BEGIN TASK INPUT

PR #154, opened 2017-04-07
T/121: Changelog for multiple packages in single repository

### LINKED ISSUE #96: Improve changelog:dependencies task process
It now looks like this:

image

One thing to notice is that you have to decide to which version to bump before the changelog entries are printed. This is inconvenient. They should be printed before.

Second thing is that merge commits are printed without the significant line, so you don't know what was that exactly.

### LINKED ISSUE #110: Introduce release tasks to this package

### LINKED ISSUE #121: [ENV] Extract the `transformCommit` function from writer-options.js

### LINKED ISSUE #148: Previous version check leaks
```
[18:44:02] Starting 'release:dependencies'...
? Packages to release:
  * "@ckeditor/ckeditor5-autoformat": 0.4.1 => v0.5.0
  * "@ckeditor/ckeditor5-basic-styles": 0.7.1 => v0.8.0
  * "@ckeditor/ckeditor5-block-quote": 0.0.0 => v0.1.0 (2017-04-05)
### Features
* Introduced the block quote feature. Closes [#1
  * "@ckeditor/ckeditor5-build-classic": 0.0.1 => v0.1.0 (2017-04-05)
### Features
* Initial implementation. Closes [#1
  * "@ckeditor/ckeditor5-clipboard": 0.4.1 => v0.5.0
  * "@ckeditor/ckeditor5-core": 0.7.0 => v0.8.0
  * "@ckeditor/ckeditor5-editor-classic": 0.7.1 => v0.7.2
  * "@ckeditor/ckeditor5-editor-inline": 0.0.1 => v0.1.0 (2017-04-05)
### Features
* Introduced the inline editor. Closes: [#1
  * "@ckeditor/ckeditor5-engine": 0.8.0 => v0.9.0
  * "@ckeditor/ckeditor5-enter": 0.8.0 => v0.9.0
  * "@ckeditor/ckeditor5-heading": 0.8.0 => v0.9.0
  * "@ckeditor/ckeditor5-image": 0.4.0 => v0.5.0
  * "@ckeditor/ckeditor5-link": 0.5.1 => v0.6.0
  * "@ckeditor/ckeditor5-list": 0.5.1 => v0.6.0
  * "@ckeditor/ckeditor5-markdown-gfm": 0.4.1 => v0.4.2
  * "@ckeditor/ckeditor5-paragraph": 0.6.1 => v0.7.0
  * "@ckeditor/ckeditor5-presets": 0.1.1 => v0.2.0
  * "@ckeditor/ckeditor5-theme-lark": 0.6.1 => v0.7.0
  * "@ckeditor/ckeditor5-typing": 0.8.0 => v0.9.0
  * "@ckeditor/ckeditor5-ui": 0.7.1 => v0.8.0
  * "@ckeditor/ckeditor5-undo": 0.7.1 => v0.8.0
  * "@ckeditor/ckeditor5-utils": 0.8.0 => v0.9.0
  * "@ckeditor/ckeditor5-widget": 0.0.1 => v0.1.0 (2017-04-05)
### Features
* Initial implementation (the code was moved from the `ckeditor5-image` package). Closes [#1
Continue? (Y/n) (master c80166f) p@m /workspace/ckeditor5>
```

pomek:
### Merge message:

```
Feature: Introduced task for generating the changelog for multiple packages inside the single repository and fixed various issues related to generating the changelog. Closes #148. Closes #121. Closes #110. Closes #96.

BREAKING CHANGES: Function `executeOnDependencies()` is no longer available. Introduced `getSubPackagesPaths()` or `getSubRepositoriesPaths()` for gathering the package paths and `executeOnPackages()` for executing custom function on these packages.

BREAKING CHANGES: Task `tasks.generateChangelog()` has been renamed to `tasks.generateChangelogForSinglePackage()`.

BREAKING CHANGES: Task `generateChangelogForDependencies()` has been renamed to `tasks.generateChangelogForSubRepositories()`.

BREAKING CHANGES: Task `tasks.createRelease()` has been renamed to `tasks.createReleaseForSubRepository()`.

BREAKING CHANGES: Task `tasks.releaseDependencies()` has been renamed to `tasks.releaseSubRepositories()`.

NOTE: Introduced new task - `tasks.generateChangelogForSubRepositories()`.
```

Issues mentioned in the merge message: #148, #121, #110, #96.

---

In order to test this tool, I suggest cloning my repository – https://github.com/pomek/ckeditor5-dev.
Please remember you need to create a release commits (and tags) manually. 

This PR is a missing part of #144. 

---

First call this tool in `ckeditor5-dev` package will take around 10 min because the whole repository will be parsed. If you want to avoid it, you need to create a CHANGELOG file for each package with an entry for the latest version.


packages/ckeditor5-dev-env/lib/release-tools/utils/getnewreleasetype.js
```diff
@@ -5,66 +5,98 @@
...
+	// @param {Array} commits
+	// @returns {String}
+	function getNewVersionType( commits ) {
+		let hasNewFeatures = false;
+		let hasChanges = false;
+
+		for ( const item of commits ) {
+			const singleCommit = transformCommit( item, context );
 
-		conventionalRecommendedBump( options, parserOpts, ( err, response ) => {
```
pomek: Because `conventionalRecommendedBump` does not allow passing custom options to `git log` command, I had to remove this package and rewrite it. 

Thanks to that I could resolve #96.

packages/ckeditor5-dev-env/lib/release-tools/utils/hascommitsfromlastrelease.js
```diff
@@ -1,30 +0,0 @@
...
-
-const { tools } = require( '@ckeditor/ckeditor5-dev-utils' );
-
-/**
- * Checks whether the package has committed changes until the last tag.
- * If the last tag does not exist, the function checks whether any commit exists.
- *
- * @returns {Boolean}
- */
-module.exports = function hasCommitsFromLastRelease() {
```
pomek: It is not needed because [`getNewReleaseType()`]()https://github.com/ckeditor/ckeditor5-dev/pull/154/files#diff-81ddd240a176823f737da5a270374c71 knows all commits and can decide about the release type.

packages/ckeditor5-dev-env/lib/release-tools/utils/transformcommitforckeditor5devpackage.js
```diff
@@ -0,0 +1,45 @@
...
+/**
+ * Parses a single commit for `ckeditor5-dev` package.
+ *
+ * @param {Commit} commit
+ * @param {Object} {context}
+ * @param {Boolean} context.displayLogs Whether to display the logs.
+ * @param {Object} context.packageData Content from the 'package.json' for given package.
+ * @returns {Commit}
+ */
+module.exports = function transformCommitForCKEditor5DevPackage( commit, context ) {
```
pomek: We accept the commit only if its files are located in current processing package. [See the tests.](https://github.com/ckeditor/ckeditor5-dev/pull/154/files#diff-c4d9754e1f61e34742144bb2dcc0d345R62)

packages/ckeditor5-dev-env/lib/release-tools/utils/versions.js
```diff
@@ -17,11 +17,19 @@ const versions = {
...
+
+		const regexp = /\n## (\[([^\]]+)|[^ ]+)/;
 		const matches = changelog.match( regexp );
 
-		return matches ? matches[ 1 ] : null;
+		if ( !matches ) {
+			return null;
+		}
+
+		return matches[ 2 ] ? matches[ 2 ] : matches[ 1 ];
```
pomek: Now we handle both types of changelog entry:

1. For entry generated for the first time:
```md
CHANGELOG
==========

## version (date)
```

2. For the next entries:
```md
CHANGELOG
==========

## [version](URL to compare the changes) (date)
```

packages/ckeditor5-dev-env/lib/release-tools/utils/executeondependencies.js
```diff
@@ -26,7 +28,7 @@ const getPackageJson = require( './getpackagejson' );
  */
 module.exports = function executeOnDependencies( options, functionToExecute ) {
 	const packagesAbsolutePath = path.join( options.cwd, options.packages );
-	const directories = workspaceUtils.getDirectories( packagesAbsolutePath );
+	const directories = tools.getDirectories( packagesAbsolutePath );
```
pomek: Because we check whether the directory is a valid package, we can take everything from the CWD (instead of directories starting with `ckeditor5-`).

pomek:
I left a few comments which should explain why I did something this way.

packages/ckeditor5-dev-env/lib/release-tools/utils/versions.js
pomek: It fixes #148.

ma2ciek:
I'm going to make a big, big coffee :D

packages/ckeditor5-dev-env/lib/index.js
```diff
@@ -26,26 +26,57 @@ const tasks = {
...
 		return executeOnDependencies( execOptions, generateChangelogForSinglePackage )
 			.then( ( skippedPackages ) => {
 				displaySkippedPackages( skippedPackages );
 
 				process.chdir( options.cwd );
+			} )
+			.then( () => {
+				const packageNames = Object.keys( generatedChangelog );
+
+				if ( !packageNames.length ) {
```
ma2ciek: Don't we want to log here something as well?

packages/ckeditor5-dev-env/lib/index.js
```diff
@@ -26,26 +26,57 @@ const tasks = {
...
+	 * @param {Boolean} [options.checkPackageJson=true] If set to false, the mechanism will not check whether
+	 * the current package being specified in 'package.json' file.
 	 * @returns {Promise}
 	 */
 	generateChangelogForDependencies( options ) {
 		const execOptions = {
 			cwd: options.cwd,
 			packages: options.packages,
-			skipPackages: options.skipPackages || []
+			skipPackages: options.skipPackages || [],
```
ma2ciek: `skippedPackages`

packages/ckeditor5-dev-env/lib/release-tools/tasks/generatechangelog.js
```diff
@@ -91,12 +111,29 @@ module.exports = function generateChangelog( newVersion = null ) {
...
 
 				log.info( chalk.green( `Changelog for "${ packageJson.name }" (v${ version }) has been generated.` ) );
 
-				resolve();
+				resolve( version );
 			} );
 		}
 	} );
+
+	function getTransformFunction() {
```
ma2ciek: this function may be easily moved outside the main function

packages/ckeditor5-dev-env/lib/index.js
pomek: For what? "Skip packages" is a list of packages to skip.  "Skipped packages" means "list of packages that have been skipped".

pomek: Instead of `skipPackages`, it could be `packagesToSkip`. But it is not a part of this PR.

ma2ciek: AFAIK skip can be used as a verb / noun. But it's rather just a naming convention. `skipPackages` suggests that the variable is a function.

packages/ckeditor5-dev-env/lib/release-tools/utils/transform-commit-utils.js
```diff
@@ -0,0 +1,96 @@
...
+		'NOTE': 2
+	},
+
+	/**
+	 * Changes user's name to link that leads to the user's profile.
+	 *
+	 * @param {String} value
+	 * @returns {String}
+	 */
+	linkGithubUsers( value ) {
```
ma2ciek: A parameter could be more precise.

packages/ckeditor5-dev-env/lib/release-tools/utils/transformcommitforckeditor5devpackage.js
```diff
@@ -0,0 +1,45 @@
...
+'use strict';
+
+const transformCommitForCKEditor5Package = require( './transformcommitforckeditor5package' );
+const getChangedFilesForCommit = require( './getchangedfilesforcommit' );
+
+/**
+ * Parses a single commit for `ckeditor5-dev` package.
+ *
+ * @param {Commit} commit
+ * @param {Object} {context}
```
ma2ciek: small typo - `@param {Object} context`

packages/ckeditor5-dev-env/lib/release-tools/utils/transformcommitforckeditor5package.js
```diff
@@ -0,0 +1,144 @@
...
+const INDENT_SIZE = 21;
+
+/**
+ * Parses a single commit:
+ *   - displays a log when the commit has invalid format of the message,
+ *   - filters out the commit if it should not be visible in the changelog,
+ *   - makes links to issues and user's profiles on GitHub.
+ *
+ * @param {Commit} commit
+ * @param {Object} {context}
```
ma2ciek: and here as well

packages/ckeditor5-dev-env/lib/index.js
pomek: Not sure if we need an information when we skipped all packages.

ma2ciek:
For me whole PR looks very good. Would you have a look @Reinmar?

pomek:
This PR is required for me before I start resolving other tickets. 

I modified a lot of files and I moved a lot of files from their original localization. I would like to avoid conflicts between changed files when we close another ticket that changed already moved a file in this PR.

Reinmar:
I'll be reviewing it today but most likely it will take me until the end of the week. You're on holidays anyway, so it'll be fine, right?

pomek:
Yes. Will be nice to have it next week.

packages/ckeditor5-dev-env/lib/index.js
Reinmar: I think that since this is a config option and not a property of some stateful object, it's fine that it's called like the `--skip` option. Besides, it may even become a `{Function|Array}` one day and what's then?

Reinmar:
The biggest issue with this PR is that it tries to squash everything into one function – `generateChangelogForDependencies()` and set parametrise it through options. This means that this single function becomes very complex and that these changes affect how it worked in the past. It's far harder now to validate these changes.

DRY doesn't mean that we must strive to create the least number of functions. It can actually mean the opposite if KISS is involved.

In this case, we have clear two entry points – generating changelog for sub repos and generating changelog for sub packages. While they may share a lot of the same logic (which can be extracted to some meaningful utils), they also differ significantly. You need to identify the parts which differ and implement them separately. Avoid config options – that should be your rule of thumb.

E.g if one of these functions need to verify something with `package.json`, then only this function need to call some `verifyIsDependency()` function. The other function shouldn't be concerned by it.

Another thing is actually finding the right "generalisation" of te problem you're dealing with. You introduced option `isDevPackage` forcing somehow that this is only used for dev packages. If, we'd have another repo which is similar to ckeditor5-dev, we shouldn't use that option... so what's then?

Hence, you need to do a step back and look at the situation. First of all, the current name `generateChangelogForDependencies()` already imposes something – it's about dependencies. Then you have `executeOnDependencies()` which should also be about dependencies. But are they in the case of ckeditor5-dev? Nope, they are not. You even needed to introduce the `checkPackageJson` option denying these functions' names.

So, what's a better abstraction? There are many options, but my first choice would be:

* `changelog.generateForSubRepositories()` and `changelog.generateForSubPackages()`
* `executeOnPackages()` and `getSubRepositories()` and `getSubPackages()`. Note that the difference between fetching sub repos and sub packages will be handled by the two last functions. The first function's job should be to run code on them which is in line with SRP and which actually may make it unnecessary.

Going further, we can see that we will have functions which are generic (like `executeOnPackages()`) and functions which will server one of the two modes – sub repos and sub packages. Depending on number of them it may be reasonable to e.g. split the `utils/*` to `utils/*`, `utils/packages/`, `utils/repositories/`. It's best to do such things once situation clarifies.

To sum up – I'll perform a small review, but the first thing to do is to clean up the code anyway. Only then it will be possible to check everything, so right now I'll just focus on more visible things.

packages/ckeditor5-dev-env/lib/index.js
```diff
@@ -26,26 +26,57 @@ const tasks = {
...
+			checkPackageJson: options.checkPackageJson === undefined ? true : options.checkPackageJson
```
Reinmar: Optional boolean flags should be `false` by default to avoid such a code and just because it's more intuitive that when you pass some option you enable something. So, in this case it should be `skipPackageJsonCheck`. But of course, the whole option will rather be unnecessary after refactor.

packages/ckeditor5-dev-env/lib/index.js
Reinmar: Let's leave it – it's very unlikely anyway.

packages/ckeditor5-dev-env/lib/release-tools/tasks/generatechangelog.js
```diff
@@ -91,12 +111,29 @@ module.exports = function generateChangelog( newVersion = null ) {
 
 				// Commit the changelog.
 				tools.shExec( `git add ${ utils.changelogFile }`, { verbosity: 'error' } );
-				tools.shExec( `git commit -m "Docs: Changelog. [skip ci]"`, { verbosity: 'error' } );
+
+				let commitMessage;
+
+				if ( options.isDevPackage ) {
+					commitMessage = `Changelog for "${ packageJson.name }".`;
```
Reinmar: Why committing every changelog separately? That's exactly one releasing sub packages should work differently than sub repos – in that case, there should be just one commit. Taken the number of code branching in this function you may have a perfect proof that it just shouldn't be the same function.

packages/ckeditor5-dev-env/lib/release-tools/utils/transformcommitforckeditor5devpackage.js
Reinmar: Isn't there more gitty way of retrieveing such commits? Like in http://stackoverflow.com/questions/16343659/how-to-show-git-log-history-for-a-sub-directory-of-a-git-repo?

packages/ckeditor5-dev-env/lib/release-tools/utils/getnewreleasetype.js
```diff
@@ -5,66 +5,98 @@
...
-module.exports = function getNewReleaseType() {
-	const conventionalRecommendedBump = require( 'conventional-recommended-bump' );
-	const parserOpts = require( '../changelog/parser-options' );
+module.exports = function getNewReleaseType( transformCommit, isDevPackage ) {
+	const packageJson = getPackageJson();
+	let fromVersion = versions.getLastFromChangelog();
+
+	if ( fromVersion ) {
+		if ( isDevPackage ) {
+			fromVersion = packageJson.name + '@' + fromVersion;
```
Reinmar: I'm not sure about the fact that in one case we use `vx.y.z` notation and in the other case there's no `v`. I see that Lerna doesn't use `v` in its tags... so we can follow that, but then let's this logic extracted somewhere because I can see that the same code is repeated twice.

packages/ckeditor5-dev-env/lib/release-tools/utils/versions.js
Reinmar: This condition should be unnecessary. It wasn't necessary when I patched this in https://github.com/ckeditor/ckeditor5-dev/compare/t/148?expand=1.

pomek:
Guys (@Reinmar, @ma2ciek), ready to review. I will modify the proposed merge message.

Reinmar:
I merged the code and... it turned out that the new task doesn't work. Running `gulp changelog` in ckeditor5-dev does nothing now. It worked on t/121 though. The task may have problems with reading merge commits.

Reinmar:
Hm... I don't know why it works, but the commit is apparently rejected at some point. `gitRawCommits()` return the proper stuff:

```
(master fefc1de ?1) p@m /workspace/ckeditor5-dev> git log --format="%B%n-hash-%n%H%n------------------------ >8 ------------------------" @ckeditor/ckeditor5-dev-env@4.4.3..HEAD --first-parent
Merge pull request #154 from ckeditor/t/121

Feature: A task for generating changelogs in a monorepo was introduced. Several other improvements were made on the occasion. Closes #148. Closes #121. Closes #110. Closes #96.

BREAKING CHANGES: Task `tasks.generateChangelog()` has been renamed to `tasks.generateChangelogForSinglePackage()`.

BREAKING CHANGES: Task `generateChangelogForDependencies()` has been renamed to `tasks.generateChangelogForSubRepositories()`.

BREAKING CHANGES: Task `tasks.createRelease()` has been renamed to `tasks.releaseRepository()`.

BREAKING CHANGES: Task `tasks.releaseDependencies()` has been renamed to `tasks.releaseSubRepositories()`.

NOTE: Introduced a new task – `tasks.generateChangelogForSubRepositories()`.
-hash-
fefc1de92d89761e30cbc1b23d09ece0ce6403f8
------------------------ >8 ------------------------
```

So, the problem lays somewhere later. Most likely, in getting the list of changed files:

```
# normal commit:
(master fefc1de ?1) p@m /workspace/ckeditor5-dev> git show --pretty="" --name-only 118fccb2
packages/ckeditor5-dev-env/lib/release-tools/utils/versions.js
packages/ckeditor5-dev-env/tests/release-tools/utils/changelog.js
packages/ckeditor5-dev-env/tests/release-tools/utils/versions.js
# merge commit:
(master fefc1de ?1) p@m /workspace/ckeditor5-dev> git show --pretty="" --name-only fefc1de
```

PR #166, opened 2017-04-18
Added support for the --server option

### LINKED ISSUE #165: Allow passing empty --browsers option to `gulp test`
Currently, it doesn't seem possible to just start the Karma server without launching any browser. This is inconvenient if I want to run test on a browser which I want to launch myself (e.g. on a VM).

I don't know, though, how to tell `gulp test` to not start any browser. `gulp test --browser=""`? :D Or `gulp test --server`?

Reinmar:
Feature: Added support for the `--server` option to the automated tests runner. Closes #165.

### DIFF
--- a/packages/ckeditor5-dev-tests/lib/utils/automated-tests/getkarmaconfig.js
+++ b/packages/ckeditor5-dev-tests/lib/utils/automated-tests/getkarmaconfig.js
@@ -42,18 +42,6 @@ module.exports = function getKarmaConfig( options ) {
 		}
 	}
 
-	let browsers = [];
-
-	if ( options.browsers ) {
-		browsers = options.browsers.map( ( browser ) => {
-			if ( browser === 'Chrome' ) {
-				return 'CHROME_LOCAL';
-			}
-
-			return browser;
-		} );
-	}
-
 	const karmaConfig = {
 		// Base path that will be used to resolve all patterns (eg. files, exclude).
 		basePath: process.cwd(),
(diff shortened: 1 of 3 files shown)


packages/ckeditor5-dev-tests/lib/utils/automated-tests/getkarmaconfig.js
```diff
@@ -174,3 +158,22 @@ module.exports = function getKarmaConfig( options ) {
...
 };
 
+// Returns the value of Karma's browser option.
+// @returns {Array|null}
+function getBrowsers( options ) {
+	if ( process.env.TRAVIS ) {
+		return [ 'CHROME_TRAVIS_CI' ];
+	}
+
+	if ( options.server || !options.browsers ) {
```
ma2ciek: I see, that you handled both `--server` and `--browser=''` :)

Reinmar: I just wanted to keep this: https://github.com/ckeditor/ckeditor5-dev/pull/166/files#diff-31df1471c2e1fbb9040249aaaf4d952aL47, but I changed the behaviour a bit during refactoring. That wasn't intentional, but it seems that I, indeed, handled `--browsers=''` :D

ma2ciek:
As I made a quick research I found the `--no-brosers` option in the [docs](http://karma-runner.github.io/1.0/config/configuration-file.html) to Karma`s command line. IMO it sounds better and we'll keep the convention in the option names.

Reinmar:
Hm... with `--no-browsers` we'd have to also use `-w` (starting Karma in single run mode without browsers doesn't seem particularly useful).

ma2ciek:
Yes, we'd have to. So maybe we should keep the current version with `--server`

PR #169, opened 2017-04-25
Make TranslationService more generic

### LINKED ISSUE #167: Webpack plugin should be able to parse and translate other files as well
For now webpack plugin is able to translate the `ckeditor-*/**` files only. It would be nice if it could translate other files, e.g. some custom 3rd party plugins as for sure there will be such a need.

ma2ciek:
Closes #167.

Provided an optional parameter (`getPathToPoFile` ) in `TranslationService` constructor instead of complicating the plugin, so now it can be used outside the `ckeditor5-dev` e.g. for some custom plugins.


packages/ckeditor5-dev-utils/lib/translations/translationservice.js
```diff
@@ -95,6 +99,8 @@ module.exports = class TranslationService {
 	// Loads translations from the po file.
 	_loadPoFile( pathToPoFile ) {
 		if ( !fs.existsSync( pathToPoFile ) ) {
+			console.warn( `PO file doesn't exists under the path: ${ pathToPoFile }.` );
```
pomek: PO file doesn't exist…

packages/ckeditor5-dev-utils/tests/translations/translationservice.js
```diff
@@ -17,7 +17,7 @@ const mockery = require( 'mockery' );
 describe( 'translations', () => {
 	describe( 'TranslationService', () => {
 		const sandbox = sinon.sandbox.create();
-		let translationService, stubs;
+		let translationService, TranslationService, stubs;
```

END TASK INPUT

* **WHAT YOU HAVE TO DO**
The lines above, from the start of the records through the one containing "### LINKED ISSUE #121: [ENV]", are to be printed exactly, and nothing else is to be included.

* **OUTPUT OF THE EXERCISE**
PR #154, opened 2017-04-07
T/121: Changelog for multiple packages in single repository

### LINKED ISSUE #96: Improve changelog:dependencies task process
It now looks like this:

image

One thing to notice is that you have to decide to which version to bump before the changelog entries are printed. This is inconvenient. They should be printed before.

Second thing is that merge commits are printed without the significant line, so you don't know what was that exactly.

### LINKED ISSUE #110: Introduce release tasks to this package

### LINKED ISSUE #121: [ENV] Extract the `transformCommit` function from writer-options.js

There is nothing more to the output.